Eventual by Your Cruise Director
Summary: Legolas ponders the future and the mortality of men.
Categories: FPS > Legolas/Aragorn, FPS, FPS > Aragorn/Boromir, FPS > Boromir/Aragorn, FPS > Aragorn/Legolas Characters: Aragorn, Boromir, Legolas
Type: None
Warning: None
Challenges: None
Series: None
Chapters: 1 Completed: Yes Word count: 889 Read: 1518 Published: June 15, 2009 Updated: June 15, 2009
Story Notes:
A drabble that grew too long. Ideas borrowed from literary universe, but this is movie-verse. These characters belong to J.R.R. Tolkien.

1. Chapter 1 by Your Cruise Director

Chapter 1 by Your Cruise Director
I held him on the night of Boromir's death. Though he had kept too busy to break down during the day while we prepared the body and pursued the hobbits, once he lay down to rest he could not stop weeping. Gimli fell asleep unknowing, but my elfin ears could not help perceiving the man's sorrow, try as he might to mourn in silence to avoid disturbing us. So I went to him, and let him clutch his arms around my back and wet my chest with his tears, though the stench and sweat of men are yet strange to me.

Like Boromir, he is a man, a mortal. One day, he will die. It is hard to imagine, looking at his perpetually youthful face, with cheeks that seem chiseled by a master sculptor and a body toned by years of hard labor. Yet already tiny lines crinkle near his eyes when he smiles. Someday his limbs will lose their flexibility. Discolored growths will mottle his skin. His eyes, bluer than the waters of the Anduin and alight with wit and confidence, will cloud over. His heart will begin to fail.

How do men find the courage to love one another, knowing the fate that awaits them?

It was I who pulled the arrows from Boromir's chest, for Aragorn had not to heart to do so after being forbidden to remove them by his dying friend. The gaping holes in the livid skin will never heal. The stench of excrement and putrefaction will grow steadily until not even a lover could stand to be close to the corpse. I wish that I had not seen Boromir so, for I will never forget that image.

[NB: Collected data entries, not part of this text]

Issue #342, opened 2019-04-12
Grid Paint Activity screen not working properly on Firefox


AndreaGon:
Grid activity does not completely fill the screen on Firefox, and it shows a black background to the right:

![image](https://user-images.githubusercontent.com/44361130/56013826-3839dc80-5d25-11e9-8b71-77e5a8869b74.png)

![image](https://user-images.githubusercontent.com/44361130/56013851-56074180-5d25-11e9-94a4-a56aedd48566.png)

It works properly on Chrome.

Scar26:
Working on it

llaske:
Fixed in https://github.com/llaske/sugarizer/commit/99ed20d71c4f18635efacf0d61b2da383fc28b76

Issue #546, opened 2020-01-01
Add a home button in Grid Paint activity


s-mag:
A home button should be added on toolbar so that a palette or drawing board can be changed instead of the small round button in the corner...

I guess this should avoid confusion and will improve UI.

![Grid Paint](https://user-images.githubusercontent.com/44548987/71645006-674f0e80-2cf7-11ea-8bef-97ff83d59641.gif)
 
<img width="960" alt="gp" src="https://user-images.githubusercontent.com/44548987/71645547-1b549780-2d00-11ea-92d8-df2e10e5eb63.png">

Currently tested in Firefox...
What do you think @llaske @FreddieN ?

llaske:
I'm agree that the meaning of the small green circle is not clear.
BTW I'm not sure adding a button in the toolbar is a good idea. May be we can just transform the circle in a more significant icon. Do you have any suggestion?

s-mag:
> I'm agree that the meaning of the small green circle is not clear.
> BTW I'm not sure adding a button in the toolbar is a good idea. May be we can just transform the circle in a more significant icon. Do you have any suggestion?

We can just change the icon to a home or kinda of a back button....

llaske:
Let's try a back button

s-mag:
> Let's try a back button

So should I choose a icon myself under free to use license and make a PR

llaske:
Try to the use the < icon (see in Calligra activity on dev branch)

s-mag:
> Try to the use the < icon (see in Calligra activity on dev branch)

I guess adding a button in toolbar would be better as the round button is drawn [here](https://github.com/llaske/sugarizer/blob/master/activities/Gridpaint.activity/js/gridpaint.js#L219).
What are your thoughts on this..
Or we can add the back button in upper left corner of the board...
It will be easily accessible.

llaske:
Let's try to put the back button in upper left corner

s-mag:
> Let's try to put the back button in upper left corner

Moreover there is a issue that if we click around the button it works....
![ezgif com-video-to-gif](https://user-images.githubusercontent.com/44548987/71664328-9ceb0a80-2d7e-11ea-81c6-e0a218ad0dc5.gif)

So it would  be nice to remove it.

llaske:
Fixed in https://github.com/llaske/sugarizer/pull/565

Issue #403, opened 2019-11-09
Gridpaint don't handle window resize


llaske:
Gridpaint activity don't handle window resize event. So, if the activity is open with a small window then resized, the board keep the same size.

![image](https://user-images.githubusercontent.com/981841/68525909-adc75480-02d6-11ea-977c-e1f2b01d164c.png)

llaske:
Fixed in https://github.com/llaske/sugarizer/commit/99ed20d71c4f18635efacf0d61b2da383fc28b76

PR #555, opened 2020-01-04
Fixed Issue #342 (GridPaint screen don't work properly on Firefox)

s-mag:
Now Grid Paint Activity screen will work properly on Firefox...
gp


s-mag:
@llaske Is this fine?

llaske:
It's a good start but scrollbar should not appear when the screen is resized.

image

And of course, the idea will be to fix #403 as well because both this issues forbid Gridpaint to be responsive.

s-mag:
Will do the changes and I will also make activity responsive...
Thanks

s-mag:
> It's a good start but scrollbar should not appear when the screen is resized.
> 
> And of course, the idea will be to fix #403 as well because both this issues forbid Gridpaint to be responsive.

Fixed Scrollbar...
Any suggestions how to make it responsive..
Tried many things but failed..

AndreaGon:
@s-mag Hi! You're doing great! As for responsiveness, you can try using media queries to detect when screen size is small.

s-mag:
> @s-mag Hi! You're doing great! As for responsiveness, you can try using media queries to detect when screen size is small.

@AndreaGon I used media queries but it seems that it only resizes the border of the frame not the contents of it...

s-mag:
The latest commit fixes issue #546.It adds a back button on top of color palette.

s-mag:
@llaske This looks fine and enhances the UI...

s-mag:
@llaske
Will it be fine if this PR fixes the other issues and not the responsiveness.
I will fix the responsiveness in other PR.
Can we do this???

llaske:
Yes you can do it in another PR because it's related to another issue: #403 

BTW there is an issue in your fix, a scrollbar now appear in Chrome and the background is not the same.

Here's a capture of your fix:

image

Here's a capture before your fix:

image

s-mag:
Oh looks like I changed the background colour. Will change that right away...

s-mag:
@llaske Latest commit fixes background color..

s-mag:
So this PR fixes two issues #342 & #546

llaske:
The back icon is nice.

BTW there is now an issue in Chrome. There is a shift between the location clicked and the triangle filled.

s-mag:
Will fix right away..

s-mag:
@llaske Fixed the issue mentioned..

llaske:
Hmmm. Look like there is also the same issue on Firefox now.

Peek 07-01-2020 22-35

s-mag:
@llaske Its working fine on my side...
Can you check it again??

s-mag:
Have a look at this...Working fine..
ezgif com-video-to-gif (2)

s-mag:
@llaske Have a look here. Its working fine. PS. Ignore my slow computer

Chrome
ezgif com-video-to-gif (3)

Firefox
ezgif com-video-to-gif (4)

s-mag:
@llaske Have a look here. Its working fine. PS. Ignore my slow computer

Chrome
ezgif com-video-to-gif (5)

Firefox
ezgif com-video-to-gif (4)

s-mag:
@llaske Can you review this PR as well.The issue is not coming on my PC.

llaske:
I've tried on another computer and I've got the issue on Firefox:

Peek 11-01-2020 16-15

Did you clear your browser cache?

s-mag:
@llaske I got the problem..
See here if the screen size is full it works fine
ezgif com-video-to-gif (7)

But if the screen size is made small then the problem arises.
ezgif com-video-to-gif (8)

Can you suggest a way to solve this issue. I tried many things but failed to do so...

llaske:
Everything happens in the `events.js` file and more specifically in the `localy`, `localx` methods [here](https://github.com/llaske/sugarizer/blob/dev/activities/Gridpaint.activity/js/events.js#L82).
You should have a detailed look on it and try to understand how it works and how calculation is done.

s-mag:
@llaske Is this approach fine

llaske:
Hmmm. I'm not in favor to add hard coded values in the source code.
In my opinion there is already too many hard coded values in the current source code of GridPaint activity! Ultimately I would love to have no (or at least less) hard coded values.
So it will be better to try to compute these values depending of the size of the screen. Specifically because the idea is later to fix https://github.com/llaske/sugarizer/issues/403 too.

Plus your current fix don't work for every window size. For example with a width of 755px or 1175px.

s-mag:
@llaske Can I know how did you calculate these values [here](https://github.com/llaske/sugarizer/blob/dev/activities/Gridpaint.activity/js/gridpaint.js#L126) so that I can calculate value for firefox...

PR #556, opened 2020-01-05
Added Fullscreen and Unfullscreen buttons in Tankop Activity

s-mag:
@llaske Made a new PR


llaske:
It's nice but the resize should be call when fullscreen is called else the board is not fully used.

s-mag:
> It's nice but the resize should be call when fullscreen is called else the board is not fully used.

@llaske that gives a error when called..
see here
Error2

llaske:
Should be probably called only when on the play screen.

s-mag:
> Should be probably called only when on the play screen.

If I call it in play mode it does not do anything..
Can you suggest any another way

s-mag:
Added back resize function

s-mag:
@llaske 
Will it be fine if this PR fixes the other issues and not the responsiveness.
I will fix the responsiveness in other PR.
Can we do this???

activities/TankOp.activity/js/activity.js
```diff
@@ -38,30 +38,19 @@ define(["sugar-web/activity/activity"], function (activity) {
...
-						} 
-					}
-
-					function zoomout(){
-						var x=document.getElementsByClassName("body");
-						for (var i = 0; i < x.length; i++) {
-							x[i].style.bottom="0px";
-						} 
-					}
+					play= new TankOp.Play();
```
llaske: Not a good idea to create a new Play object. Play object is the play screen so it should be created only when the play screen is displayed.

activities/TankOp.activity/js/activity.js
```diff
@@ -38,30 +38,19 @@ define(["sugar-web/activity/activity"], function (activity) {
...
 					// Full screen
 					document.getElementById("fullscreen-button").addEventListener('click', function() {
 						document.getElementById("main-toolbar").style.visibility = "hidden";
 						document.getElementById("unfullscreen-button").style.visibility = "visible";
-						document.getElementById("unfullscreen-button").style.top = "40px";
-						zoomin();
+						if (app.init())
```
llaske: Not a good idea to call init, it should be called once at the activity initialization.

s-mag:
@llaske can you suggest any another way to make it work...

activities/TankOp.activity/js/activity.js
s-mag: Then how should I check the play mode

llaske:
Look like the `TankOp.Play` object is already stored in a global variable `play` [here](https://github.com/llaske/sugarizer/blob/dev/activities/TankOp.activity/play.js#L59).
May be you could try to use it.

s-mag:
@llaske Fixed the errors and made changes...
Can you help me out to resize the screen as calling it does not resize it and at the same time no error is passed which resolves the changes requested..

llaske:
It's nice but there is still an error. 

```
play.js:173 Uncaught TypeError: Cannot read property 'id' of null
    at e.TankOp.Play.resize() [as resize] (play.js:173)
    at HTMLButtonElement.<anonymous> (activity.js:65)
TankOp.Play.resize() @ play.js:173
(anonymous) @ activity.js:65
```

Steps to reproduce:
- Click on fullscreen
- Click on start
- Click on home
- Click on unfullscreen

s-mag:
> It's nice but there is still an error.
> 
> ```
> play.js:173 Uncaught TypeError: Cannot read property 'id' of null
>     at e.TankOp.Play.resize() [as resize] (play.js:173)
>     at HTMLButtonElement.<anonymous> (activity.js:65)
> TankOp.Play.resize() @ play.js:173
> (anonymous) @ activity.js:65
> ```
> 
> Steps to reproduce:
> 
> * Click on fullscreen
> * Click on start
> * Click on home
> * Click on unfullscreen

Will fix the error. Is there anything else to do apart from this ??

s-mag:
@llaske Fixed these errors...

s-mag:
@llaske Is anything to be done for this issue??

llaske:
Just fix the changes requested and it will be okay.

s-mag:
I guess I am not getting what to change. You requested changes but the changes are not shown...

PR #557, opened 2020-01-05
Refactor code of presence popups in Memorize activity

sdziuda:
Currently I've replaced the code of presencepalette.js with the code from the same file from ActivityTemplate. I've also moved some of the deleted code into activity.js. I know that not everything is working fine. I will need some help with that because I have no clue what's working improperly. 

At this moment Join and Leave popups work fine. But the person who joins the host can't see the board.

### DIFF
--- a/activities/Memorize.activity/css/libnotify.css
+++ b/activities/Memorize.activity/css/libnotify.css
@@ -1,0 +1,104 @@
+html,
+body {
+  min-height: 100%;
+}
+.humane,
+.humane-libnotify {
+  position: fixed;
+  -moz-transition: all 0.3s ease-out;
+  -webkit-transition: all 0.3s ease-out;
+  -ms-transition: all 0.3s ease-out;
+  -o-transition: all 0.3s ease-out;
+  transition: all 0.3s ease-out;
+  z-index: 100000;
+  filter: progid:DXImageTransform.Microsoft.Alpha(Opacity=100);
+}
+.humane,
+.humane-libnotify {
+  font-family: Ubuntu, Arial, sans-serif;
+  text-align: center;
+  font-size: 15px;
+  bottom: 10px;
+  right: 10px;
+  opacity: 0;
+  width: 150px;
+  color: #fff;
+  padding: 10px;
+  background: #000;
+  -moz-transform: translateY(-40px);
+  -webkit-transform: translateY(-40px);
+  -ms-transform: translateY(-40px);
+  -o-transform: translateY(-40px);
+  transform: translateY(-40px);
+}
+.humane p,
+.humane-libnotify p,
+.humane ul,
+.humane-libnotify ul {
+  margin: 0;
+  padding: 0;
+}
+.humane ul,
+.humane-libnotify ul {
+  list-style: none;
+}
+.humane.humane-libnotify-info,
+.humane-libnotify.humane-libnotify-info {
+  background-image: url('data:image/png;base64,iVBORw0KGgoAAAANSUhEUgAAAAEAAABQCAYAAADYxx/bAAAABmJLR0QA/wD/AP+gvaeTAAAAMUlEQVQYlWNgYDB6ysTAwMDAxMDACCcYUFkMDEwMDEwMBNVhkxg65jGhmke6M6hgHgBSdgHnpZwADwAAAABJRU5ErkJggg==');
+  background: -webkit-gradient(linear, left top, left bottom, color-stop(0, rgba(0,0,50,0.9)), color-stop(1, rgba(0,0,100,0.9))) no-repeat;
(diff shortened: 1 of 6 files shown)


sdziuda:
I've made the code be very similiar to the one you can find in MazeWeb activity. Anyway the problem with person not seeing the board is still live and I really have no clue where it comes from.

llaske:
I think you forget to call to `memorizeApp.onUsersListChanged` method.
It was called [here](https://github.com/llaske/sugarizer/pull/557/files#diff-a9819884ebd549090c650f4d206cc8b2L120) and it's not called anywhere in your new code.

sdziuda:
I've added this method but it still doesn't change anything. Therefore I think that it's not the problem with `memorizeApp.onUsersListChanged` not being called. 
I think that the problem occurs because the player who joins doesn't get the message with the content, what is really weird because as you can see on the screenshot it is [sent](https://github.com/llaske/sugarizer/blob/84d8392ac29bdfaa3e4f2738835af7c8baf2f0aa/activities/Memorize.activity/js/activity.js#L130) but not[ delivered](https://github.com/llaske/sugarizer/blob/84d8392ac29bdfaa3e4f2738835af7c8baf2f0aa/activities/Memorize.activity/js/activity.js#L192).
image

llaske:
Got it.
You send correctly the message but `sharedId` [here](https://github.com/llaske/sugarizer/pull/557/files#diff-a9819884ebd549090c650f4d206cc8b2R128) is `null` for the host. 
On the host, the `sharedId` is not received in the environment, it's build [here](https://github.com/llaske/sugarizer/pull/557/files#diff-a9819884ebd549090c650f4d206cc8b2R175) and you could get it by calling `presence.getSharedInfo().id`.

sdziuda:
Thank you for noticing this!
Now the messages are sent and delivered properly. Nevertheless there is a problem with `lzstring.js` file. The error like on the screenshot occurs.

image

Maybe it's because of the [content](https://github.com/llaske/sugarizer/blob/4313515dcac987f1a9180b60f7598d2e5254734c/activities/Memorize.activity/js/activity.js#L127) of the message?

llaske:
Look like you've sent [here](https://github.com/llaske/sugarizer/pull/557/files#diff-a9819884ebd549090c650f4d206cc8b2R130) a message non compressed.
You hate to compress the message using the `MemorizeApp.sendMessage` method [here](https://github.com/llaske/sugarizer/blob/4313515dcac987f1a9180b60f7598d2e5254734c/activities/Memorize.activity/js/memorize-app.js#L718).

sdziuda:
You were right, after adding the compression sending the message works fine. Now the non-host players can see the board. So we've got a little success!
But the next problem is that the `displayUsersAndScores` function doesn't work. From what I've observed it's probably because of the `MemorizeApp.game.players.length` is returning 0 right [here](https://github.com/llaske/sugarizer/blob/f8715c83b43b26463e791a82160074272b6ab2fa/activities/Memorize.activity/js/memorize-app.js#L734). Because of the same reason the non-host player can't see which card has been clicked, I think that code responsible for this is [here](https://github.com/llaske/sugarizer/blob/f8715c83b43b26463e791a82160074272b6ab2fa/activities/Memorize.activity/js/memorize-app.js#L710).
I thought that maybe it's because of the `onUsersListChanged` function not working properly [here](https://github.com/llaske/sugarizer/blob/f8715c83b43b26463e791a82160074272b6ab2fa/activities/Memorize.activity/js/activity.js#L145) so I've tried moving it back to the `presencepalette.js` file and it didn't give any other output. Therefore I think it's not a problem.

llaske:
I guess that most of problems come from the fact that you should yourself the `sendMessage` we mentioned earlier. 
Theoretically, you must not have to call it yourself. Everything (including handling players length) happens directly in the `MemorizeApp.onUsersListChanged` method.
Are you sure this method is still called?

sdziuda:
Yes, it is called, but maybe because it's just a function in `activity.js` instead of being a prototype from `presencepalette.js` it isn't working properly. From what I've noticed the `memorizeApp.onUsersListChanged()` isn't even accessed [here](https://github.com/llaske/sugarizer/blob/f8715c83b43b26463e791a82160074272b6ab2fa/activities/Memorize.activity/js/activity.js#L146) while running the code online.

llaske:
You're wrong, I've added a log message [here](https://github.com/llaske/sugarizer/blob/f8715c83b43b26463e791a82160074272b6ab2fa/activities/Memorize.activity/js/memorize-app.js#L819) and it's never called thought it was called in the initial source code.
I suggest you to remove your send call and try to understand how the message is never called.

llaske:
Fixed in https://github.com/llaske/sugarizer/pull/776

PR #565, opened 2020-01-16
Added Back Button in Gridpaint activity.

s-mag:
Fixed Issue #546 
@llaske I am making different PR for each Issue.
Closed previous PR.

Untitled


llaske:
Nice.

Could you update the tutorial too? It still mention the "green circle"

image

I suggest to add a popup to point the new back icon.

s-mag:
Oh I forgot that!! Will do that

s-mag:
@llaske I have updated localization for the new back icon. I cannot add popup for it because it is also drawn in the same way as the other buttons [here](https://github.com/llaske/sugarizer/pull/565/files#diff-f00bf3e76d44a27c767deacc7c4cbc1dR221).

llaske:
Nice. Thanks.

PR #567, opened 2020-01-18
Export ODT Improvements

ashish0910:
Since New Font families were added to the activity . This pull request enhances export to odt feature by adding these Font families to exported odt file as well .


llaske:
Good. Thanks.

PR #568, opened 2020-01-19
Fixed Issue #342 (GridPaint screen don't work properly on Firefox)

s-mag:


activities/Gridpaint.activity/js/gridpaint.js
```diff
@@ -119,21 +119,43 @@ function handleButton(y){
...
-	ctx.scale(scale, scale);
-	for(var i=0;i<shapes.length;i++){	
-		var low = hexdigit(i&0xf);
-		var mid = hexdigit((i>>4)&0xf);
-		var high = hexdigit((i>>8)&0xf);
-		ctx.fillStyle = '#'+high+'F'+mid+'F'+low+'F';
-		shapePath(i, ctx, true);
-	  ctx.fill();		
+var useragent = navigator.userAgent.toLowerCase();
+if (useragent.indexOf('chrome') == -1) {
```
llaske: Hmmm. Not a big fan of this idea to differentiate the whole process.

s-mag: Can I know how did you calculate the value for translate (140,20) So that I can calculate common.

llaske: Unfortunately I don't know. Was there from the beginning.

llaske:
Fixed in https://github.com/llaske/sugarizer/commit/99ed20d71c4f18635efacf0d61b2da383fc28b76

PR #570, opened 2020-01-20
fixes #556 responsiveness of TankOp activity

b18050:
Please check @llaske .


llaske:
It could be improved. Text still continue to overlap.
May be the background image size could be reduced too.

image

You must not send a PR on the master branch. Please use dev branch.

PR #571, opened 2020-01-21
fixes #556 responsiveness of TankOp activity

b18050:

PR #573, opened 2020-01-22
fixes #556

anshuldutt21:
Used media queries to make the activity more responsive.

I would rather remember the body of the man in fearless battle with orcs, or teaching the young hobbits to swing a blade. I would rather remember his face when he gazed upon Isildur's heir, with the look he wore only when he knew the other man could not see him -- the devotion he would not confess, certainly not to myself who first told him Aragorn's true name. I know Boromir forgave Aragorn his birthright. I overheard the warrior's last words. I am glad that he had the chance to say them, and that Aragorn had the chance to hear them.

How can men plan their lives, knowing they might end at any moment, with so many words left unspoken, so many vows left unfulfilled?

I am an elf, immortal. Our age may pass, yet I will go over to the Undying Lands to live forever. They say men envy us. When I held Aragorn in the night, I came to know his life in miniature. He burned in grief until sleep overcame him, but in that healing slumber his face softened and I knew that he would one day smile again. His muscles tensed and eased, his stomach growled with hunger. His manhood stiffened and pressed against my thigh. I would have held fast to him even then, but it was not my name he murmured.

Like Boromir, he is a man, a mortal. One day, he will die. Lord Elrond believes that men are dangerous to elves, for they take more risks, they hurry their ambitions. They do not have an eternity to find their place. Their lives unfold before us like brief obsessions, then are gone.

Lord Elrond's daughter would forsake immortality for a few short years with her love, the same man in my thoughts. Arwen does not wish to live forever. I feel certain that if I asked him, Aragorn would say the same. His parents are gone. Boromir is gone. Would he feel the same keen sense of love for them were it not for their loss? Can an elf love as deeply as a man does only by loving a man?

I am an elf, immortal. Yet when I think of Aragorn, I am not certain that I wish to live forever. I want to hold him again, and know the sweat and dust and slow decay that are his rightful inheritance. This is not love as I have known it in my long life. Though it brings deep pain, it promises great joy.

Lord Elrond is right that such ties to men are dangerous, or perhaps the danger lies only in such men as can bring such feelings to an elf. Aragorn has lost Boromir merely for a time -- a short time, compared to the span of an elf's life. For me such a loss would be eternal. Perhaps it would make me like the Nazgūl, starving forever for something that was never mine to hold.

Or perhaps, if I loved enough, I would die of a broken heart. I could bind him by my grief for all the ages left on Earth. There would be songs of my devotion, stories of my passion. If I cleaved truly to him, his name would never fade.

I wonder whether Aragorn would weep for me as he weeps for Boromir, but I think not. Like Boromir, he is a man, a mortal. I am an elf. Still, when he dies, I will cry for him. And I will comfort myself knowing that I would keep him in my clasp forever, if he were mine to keep.